(Task directions) Print out the records precisely, keeping each line identical to its source.

(Data)
PR #3216, opened 2020-10-09
wasm2js: Avoid mangling export names

kripken:
If accessed as strings (see change to fuzz harness), there seems to be no reason to
mangle them. This way the original name is used, which is nicer, as the test suite
diff shows, e.g.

(Result for this exercise)
PR #3216, opened 2020-10-09
wasm2js: Avoid mangling export names

kripken:
If accessed as strings (see change to fuzz harness), there seems to be no reason to
mangle them. This way the original name is used, which is nicer, as the test suite
diff shows, e.g.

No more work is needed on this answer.